It concerns me that your post 2 years ago says your then fiance had issues with your son -and evidently that hasn't changed. What has changed is your son's behavior and attitude, which is perfectly normal in adolescence. It's also something that happens when children are subjected to a new "parent" who doesn't respect them or treat them as well as they should. Since I'm not at your house all the time, I don't know exactly what the relationship is like between your husband and son, but you are your son's mother FIRST. Have you read up or researched anything about adolescent males? I think you should hit the library or parenting area of the local bookstore. Teenagers often start slacking off on any number of things and they are infamous for making poor choices! Many, many (MOST) parents feel at some point during their child's adolescence that the child has been abducted by aliens! Have you asked your son what he would like to do with his time? Chores are great, and young people need responsibilities and they need to learn how to take care of things and themselves, but they also need free time and time to explore and participate in activities they're interested in -sports, music, clubs, church youth groups -there's a long list. Keeping him busy all the time is only going to burn him out and build up a ton of resentment. If he's constantly cutting corners on chores, then maybe it's because he has too many! Remember -he will have the rest of his life to work and do chores. He's still a kid, so he needs to be able to be a kid.

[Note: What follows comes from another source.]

PR #9730, opened 2026-07-20
feat(components): add ScalarDialog native dialog component

hwkr:
> WIP — first piece of the dialog overhaul. Migrating call sites + the command palette are separate follow-ups.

The last statement is the most disturbing of all -your husband has "lost faith in your son to be a better person"?!?! What exactly has your child done? Hubby is saying this because he's been caught lying a bit and is slacking on chores? Sorry, but it really sounds like your husband is the one who needs to work on being a better person. Please put your son first and don't keep him in an environment with a domineering male who belittles him or makes him feel nothing is ever good enough. I don't think it would be a bad idea for you all to go to a family counselor to discuss this issue and find some alternative ways to work through the teenage years.

3 moms found this helpful

L.A.

answers from Austin on

Wow Julies posted exactly my same advice.

It seems as though you and your husband are really not educated about teenagers and their typical behaviors. Your husband has always sounded like he thinks your son should be a good little soldier, but your son is now a young man, with his own ideas and ways of doing things. Your son is not like his stepfather and is never going to be that way.

The fact that your husband sees your son as some sort of "lost cause", really makes me angry at him and hurt for your son. How on earth can a young man overcome such statements made about him, by an adult that has such an important roll in his life??

PLEASE get some books and read about this time in his life. YOU at least have to have an understanding as to why your son is acting the way he is before you can try to figure out a solution, to get him to listen to both of you.

If you want something done exactly a certain way every time make sure it is that important first. Then write it down step by step... . What kind of chores does he have that has to be done your way or your husbands way every time and exactly as you say?

When we gave chores to our daughter. We told her what needed to be done and then we showed her how we did it, but we left it up to her to do it her way. As long as it got done we were fine.

Take at look at where the problems are coming from. Are you a perfectionist? Are you a person that likes to be totally in control? Do you like being controlled by someone else? Do you have to live up to a perfectionist?

Now imagine how your husband would answer these questions.. How must your son feel.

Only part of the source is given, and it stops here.